Sequences are nice, but they aren't shapes.

To understand a protein, determining its amino acid sequence is a mere first step. Next comes the determination of its structure and, even more complicated, how the protein folds into that structure after coming off the production machinery as a line of amino acids.

Getting that information at the atomic level is, at that point, the proverbial needle-in-a-haystack problem: Even a relatively short peptide will have several hundred atoms, and each of those atoms will have several possible states. Nor is there one true path to protein folding, since most proteins can get to their end conformation via a number of different pathways, meaning that the total possible number of states of a peptide is nearly infinite.

Part of the problem is that the folding trajectory cannot necessarily be broken down into parallel problems. There are approaches that model protein folding 10 nanoseconds at a time and try to string together a number of short modeling results into one longer complete folding sequence. But because there are multiple ways for proteins to fold, not every intermediate state leads to the completed proteins.

"Say you have something to do that will take you three hours," Eugene Shakhnovich told BioWorld Today. "Even if you set a thousand people to work on it for a minute each, if you need to go through one step to get to the next, at the end you will not have accomplished the same thing."

In the Nov. 21, 2006, edition of the Proceedings of the National Academy of Sciences, Shakhnovich, a professor of chemistry at Harvard University, and his colleagues reported on a way to overcome the limitations and predict a full folding pathway.

The researchers used a computational model to generate thousands of possible intermediate states in the folding of a peptide known as the engrailed homeodomain. They then clustered those states into structurally similar groups, and developed a concept of flux to determine which states represent part of the road most often traveled by the peptide as it folds. "Most trajectories pass through high-flux clusters," Shakhnovich said, while low-flux clusters essentially see much less traffic.

"High-flux clusters are milestones," Shakhnovich said, "and low-flux clusters are detours. That's the essence" of the clustering approach.

Shakhnovich said that the approach could turn out to be useful for drug development in two ways. For one thing, there is the obvious potential to model drug targets. But additionally, he said, "this method can account for protein motion upon interaction with a drug," meaning it can be used to predict protein/small-molecule interactions. Shakhnovich said that Vitae Pharmaceuticals, where he sits on the scientific advisory board, uses "similar concepts," though not the exact methods or algorithms that the PNAS paper reported on.

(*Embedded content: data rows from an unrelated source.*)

PR #2061, opened 2019-03-22
Add LEGO BOOST Scratch 3.0 extension

knandersen:
### Proposed Changes

Adds the LEGO BOOST extension to the scratch-vm

### Reason for Changes

Centralize development, review, and launch of the LEGO BOOST extension


knandersen:
Worth noting that the BLE advertisement data filter is currently commented out as it depends on that feature existing in Scratch Link on Windows computers (https://github.com/LLK/scratch-link/issues/112).

evhan55:
Hi @knandersen !  I am finally getting to this PR and starting by testing basic functionality of all the blocks, first.  Most of the blocks work really well and as expected for me!

I only found two tiny issues in basic block functionality:
- `when [color] color seen` doesn't seem to trigger for almost anything for me, and similarly the `color` reporter block mostly reports `'none'`.  Is there a trick to using the color sensor?
- setting motor power gave me a tiny bug: when setting from `100%` power to `10%` power, the motor seems to jitter when first running it, and then it is consistently at `10%`.  the same is not true for going in the reverse order (setting to `10%` power first, then `100%`).  I am not sure how consistent this is.

Everything else worked really well for me (I even tried all motor option combos), amazing! Up next, I will look at the code itself.

package-lock.json
```diff
@@ -10,16 +10,16 @@
       "integrity": "sha512-zbO/DtTnaDappBflIU3zYEgATLToRDmW5uN/EGH1GXaes7ydfjqmAoK++xmJIA+8HfDw7UyPZNdM8fhGhfmMhw==",
```
evhan55: You can remove the `package.json` from the PR by checking out the latest `package.json` from develop and pushing that as a commit to this branch.

src/extensions/scratch3_boost/index.js
```diff
@@ -0,0 +1,1963 @@
...
+ * @type {string}
+ */
+// eslint-disable-next-line max-len
+const iconURI = 'data:image/png;base64,iVBORw0KGgoAAAANSUhEUgAAAFAAAABQCAMAAAC5zwKfAAAAGXRFWHRTb2Z0d2FyZQBBZG9iZSBJbWFnZVJlYWR5ccllPAAAACpQTFRF////fIel5ufolZ62/2YavsPS+YZOkJmy9/j53+Hk6+zs6N/b6dfO////tDhMHAAAAA50Uk5T/////////////////wBFwNzIAAAA6ElEQVR42uzX2w6DIBAEUGDVtlr//3dLaLwgiwUd2z7MJPJg5EQWiGhGcAxBggQJEiT436CIfqXJPTn3MKNYYMSDFpoAmp24OaYgvwKnFgL2zvVTCwHrMoMi+nUQLFthaNCCa0iwclLkDgYVsQp0mzxuqXgK1MRzoCLWgkPXNN2wI/q6Kvt7u/cX0HtejN8x2sXpnpb8J8D3b0Keuhh3X975M+i0xNVbg3s1TIasgK21bQyGO+s2PykaGMYbge8KrNrssvkOWDXkErB8UuBHETjoYLkKBA8ZfuDkbwVBggQJEiR4MC8BBgDTtMZLx2nFCQAAAABJRU5ErkJggg==';
+
+/**
+ * Boost BLE UUIDs.
+ * @enum {string}
+ */
+
```
evhan55: nit: extra line

src/extensions/scratch3_boost/index.js
```diff
@@ -0,0 +1,1963 @@
...
+    characteristic: '00001624-1212-efde-1623-785feabcd123',
+    sendInterval: 100,
+    sendRateMax: 20
+};
+
+/**
+ * Boost Motor Max Power.
+ * @constant {number}
+ */
+
```
evhan55: nit: extra line

src/extensions/scratch3_boost/index.js
```diff
@@ -0,0 +1,1963 @@
...
+    MOTOR_SENSOR: 2, // Set motors to report their position
+    UNKNOWN: 0 // Anything else will use the default mode (mode 0)
+};
+
+/**
+ * Helper function for converting a JavaScript number to an INT32-number
+ * @param {number} number - a number
+ * @return {array} - a 4-byte array of Int8-values representing an INT32-number
+ */
+const numberToInt32Array = function (number) {
```
evhan55, line 224: These two helper functions look good to me up here for now.  I do wonder if they are used among other LEGO devices moving forward, if they can't move into a util class somewhere (e.g. `MathUtil`) if they'll be useful in a few other extensions.

src/extensions/scratch3_boost/index.js
```diff
@@ -0,0 +1,1963 @@
...
+        dataview.getInt8(0)
+    ];
+};
+
+/**
+ * Helper function for converting a regular array to a Little Endian INT32-value
+ * @param {Array} array - an array containing UInt8-values
+ * @return {number} - a number
+ */
+const int32ArrayToNumber = function (array) {
```
evhan55, line 241: Same comment as other helper function.

src/extensions/scratch3_boost/index.js
```diff
@@ -0,0 +1,1963 @@
...
+         * @type {Object.<string, number>}
+         * @private
+         */
+        this._sensors = {
+            tiltX: 0,
+            tiltY: 0,
+            color: BoostColor.NONE
+        };
+
+        this._colorBucket = [];
```
evhan55, line 601: Does this need a JSDoc comment?

src/extensions/scratch3_boost/index.js
```diff
@@ -0,0 +1,1963 @@
...
+
+/**
+ * Boost BLE UUIDs.
+ * @enum {string}
+ */
+
+const BoostBLE = {
+    service: '00001623-1212-efde-1623-785feabcd123',
+    characteristic: '00001624-1212-efde-1623-785feabcd123',
+    sendInterval: 100,
```
evhan55, line 31: I like the idea of putting these rate limiter vars in this enum, we should do it in the other extensions!

src/extensions/scratch3_boost/index.js
```diff
@@ -0,0 +1,1963 @@
...
+        return this._motors[index];
+    }
+
+    /**
+     * Stop all the motors that are currently running.
+     */
+    stopAllMotors () {
+        this._motors.forEach(motor => {
+            if (motor) {
+                // Send the motor off command without using the rate limiter.
```
evhan55, line 668: Good comment! 👍

src/extensions/scratch3_boost/index.js
```diff
@@ -0,0 +1,1963 @@
...
+     * Called by the runtime when user wants to scan for a Boost peripheral.
+     */
+    scan () {
+        if (this._ble) {
+            this._ble.disconnect();
+        }
+        this._ble = new BLE(this._runtime, this._extensionId, {
+            filters: [{
+                services: [BoostBLE.service]/* ,
+                manufacturerData: {
```
evhan55, line 732: Good idea to leave this comment in while we try to include it in Scratch Link

src/extensions/scratch3_boost/index.js
```diff
@@ -0,0 +1,1963 @@
...
+     *
+     * Payload is accepted as an array since these vary across different subcommands.
+     *
+     * @param  {number} portID - the port (Connect ID) to send a command to.
+     * @param  {number} execution - Byte containing startup/completion information
+     * @param  {number} subCommand - the id of the subcommand byte.
+     * @param  {array}  payload    - the list of bytes to send as subcommand payload
+     * @return {array}            - a generated output command.
+     */
+    generateOutputCommand (portID, execution, subCommand, payload) {
```
evhan55, line 822: I'm glad these` generateOutputCommand` and `generateInputCommand` were a useful pattern for the Boost, too!

src/extensions/scratch3_boost/index.js
```diff
@@ -0,0 +1,1963 @@
...
+            enableNotifications
+        ]);
+
+        command.unshift(command.length + 1);
+
+        return command; // Prepend payload with length byte;
+    }
+
+    /**
+     * Sets LED mode and initial color and starts reading data from peripheral after BLE has connected.
```
evhan55: Is this comment accurate?

src/extensions/scratch3_boost/index.js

Another recent paper, in the Nov. 10, 2006, issue of Science, reported on solving a similar folding problem for nucleic acids. There the authors, who hail from Stanford University, used direct measurements of the energy states of RNA hairpin molecules to determine the "Full, Sequence-Dependent Folding Landscape Of A Nucleic Acid," as they put it in their title. Shakhnovich called his colleagues' approach "ingenious," but noted that such an approach would not work for proteins.

"Nucleic acids fold by very different mechanisms," he said.